Copy out exactly the lines from the one containing "Fix minor markup" to the end of the records below, both included, and nothing else.
__________
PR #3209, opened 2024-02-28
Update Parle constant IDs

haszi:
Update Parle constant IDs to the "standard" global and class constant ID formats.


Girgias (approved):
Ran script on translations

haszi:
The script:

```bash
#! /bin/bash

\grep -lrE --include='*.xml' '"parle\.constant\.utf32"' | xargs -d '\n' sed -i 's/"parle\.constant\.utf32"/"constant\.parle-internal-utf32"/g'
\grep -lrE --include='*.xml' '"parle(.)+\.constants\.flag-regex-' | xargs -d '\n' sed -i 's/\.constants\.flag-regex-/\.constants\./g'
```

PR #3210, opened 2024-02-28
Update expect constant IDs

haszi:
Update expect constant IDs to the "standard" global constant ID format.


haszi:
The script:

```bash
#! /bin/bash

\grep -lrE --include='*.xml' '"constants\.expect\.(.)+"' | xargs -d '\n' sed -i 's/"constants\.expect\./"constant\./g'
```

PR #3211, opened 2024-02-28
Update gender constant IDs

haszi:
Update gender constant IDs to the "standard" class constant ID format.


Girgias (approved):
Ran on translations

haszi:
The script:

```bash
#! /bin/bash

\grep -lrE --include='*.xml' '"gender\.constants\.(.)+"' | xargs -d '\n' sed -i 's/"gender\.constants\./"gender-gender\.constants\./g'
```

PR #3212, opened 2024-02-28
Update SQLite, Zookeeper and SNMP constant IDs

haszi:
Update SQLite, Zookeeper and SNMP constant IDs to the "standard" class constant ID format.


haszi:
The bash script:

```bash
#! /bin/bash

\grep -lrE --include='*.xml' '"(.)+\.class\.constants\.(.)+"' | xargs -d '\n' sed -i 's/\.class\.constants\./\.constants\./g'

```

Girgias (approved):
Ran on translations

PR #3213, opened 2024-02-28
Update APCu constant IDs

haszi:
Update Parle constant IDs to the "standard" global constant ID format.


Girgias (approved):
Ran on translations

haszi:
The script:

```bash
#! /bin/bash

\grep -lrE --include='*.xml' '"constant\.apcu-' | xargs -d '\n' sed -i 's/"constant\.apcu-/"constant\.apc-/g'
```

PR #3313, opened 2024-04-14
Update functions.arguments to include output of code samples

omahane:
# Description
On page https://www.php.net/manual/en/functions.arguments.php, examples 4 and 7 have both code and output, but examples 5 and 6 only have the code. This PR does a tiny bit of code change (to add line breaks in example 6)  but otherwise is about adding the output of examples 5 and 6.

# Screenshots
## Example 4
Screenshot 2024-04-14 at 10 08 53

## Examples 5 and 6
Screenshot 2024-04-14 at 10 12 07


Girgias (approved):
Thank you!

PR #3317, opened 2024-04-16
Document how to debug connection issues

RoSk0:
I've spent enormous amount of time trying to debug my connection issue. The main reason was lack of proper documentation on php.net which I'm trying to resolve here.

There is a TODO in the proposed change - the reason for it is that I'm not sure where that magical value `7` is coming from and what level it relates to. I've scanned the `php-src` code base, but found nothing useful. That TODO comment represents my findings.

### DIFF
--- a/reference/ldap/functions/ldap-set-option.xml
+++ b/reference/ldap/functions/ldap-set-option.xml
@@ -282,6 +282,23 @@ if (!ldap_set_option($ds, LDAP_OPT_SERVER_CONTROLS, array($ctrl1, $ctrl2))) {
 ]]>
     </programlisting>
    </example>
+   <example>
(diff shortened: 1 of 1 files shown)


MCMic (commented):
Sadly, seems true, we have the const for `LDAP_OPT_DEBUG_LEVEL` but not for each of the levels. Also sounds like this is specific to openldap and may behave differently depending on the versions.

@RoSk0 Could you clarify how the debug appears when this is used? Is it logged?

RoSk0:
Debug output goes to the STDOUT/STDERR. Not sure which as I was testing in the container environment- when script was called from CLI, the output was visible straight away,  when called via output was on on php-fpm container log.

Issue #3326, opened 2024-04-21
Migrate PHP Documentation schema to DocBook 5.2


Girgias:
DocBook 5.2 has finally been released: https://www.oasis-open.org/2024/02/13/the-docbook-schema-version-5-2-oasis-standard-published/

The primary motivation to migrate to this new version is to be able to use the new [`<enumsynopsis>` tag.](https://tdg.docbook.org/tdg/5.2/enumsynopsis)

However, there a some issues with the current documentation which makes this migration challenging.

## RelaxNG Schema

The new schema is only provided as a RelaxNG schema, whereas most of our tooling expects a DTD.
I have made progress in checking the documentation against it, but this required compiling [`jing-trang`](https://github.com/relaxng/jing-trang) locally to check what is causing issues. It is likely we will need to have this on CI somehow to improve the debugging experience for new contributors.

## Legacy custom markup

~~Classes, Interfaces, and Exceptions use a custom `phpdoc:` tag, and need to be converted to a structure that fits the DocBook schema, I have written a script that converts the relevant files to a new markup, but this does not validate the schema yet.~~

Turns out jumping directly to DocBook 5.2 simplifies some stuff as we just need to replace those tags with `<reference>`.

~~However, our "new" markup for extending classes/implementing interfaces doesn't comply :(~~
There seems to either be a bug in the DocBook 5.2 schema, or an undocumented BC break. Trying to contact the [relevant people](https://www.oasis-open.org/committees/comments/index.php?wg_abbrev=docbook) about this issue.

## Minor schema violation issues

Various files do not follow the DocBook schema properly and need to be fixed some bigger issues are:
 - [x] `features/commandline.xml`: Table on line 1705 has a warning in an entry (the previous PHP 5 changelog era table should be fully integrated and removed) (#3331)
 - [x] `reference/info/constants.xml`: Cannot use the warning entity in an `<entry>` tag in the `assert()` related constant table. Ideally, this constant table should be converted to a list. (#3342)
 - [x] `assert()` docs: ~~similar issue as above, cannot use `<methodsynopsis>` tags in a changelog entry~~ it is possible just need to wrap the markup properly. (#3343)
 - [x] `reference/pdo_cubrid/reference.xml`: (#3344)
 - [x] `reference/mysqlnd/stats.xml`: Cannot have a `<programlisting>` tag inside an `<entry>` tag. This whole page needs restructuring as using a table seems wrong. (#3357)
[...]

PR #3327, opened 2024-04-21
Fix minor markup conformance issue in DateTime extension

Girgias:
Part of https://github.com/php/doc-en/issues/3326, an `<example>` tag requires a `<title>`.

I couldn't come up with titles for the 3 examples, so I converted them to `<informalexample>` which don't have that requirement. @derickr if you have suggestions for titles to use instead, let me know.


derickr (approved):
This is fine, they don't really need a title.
__________
> [RESPONSE FOR THIS EXERCISE]
Fix minor markup conformance issue in DateTime extension

Girgias:
Part of https://github.com/php/doc-en/issues/3326, an `<example>` tag requires a `<title>`.

I couldn't come up with titles for the 3 examples, so I converted them to `<informalexample>` which don't have that requirement. @derickr if you have suggestions for titles to use instead, let me know.


derickr (approved):
This is fine, they don't really need a title.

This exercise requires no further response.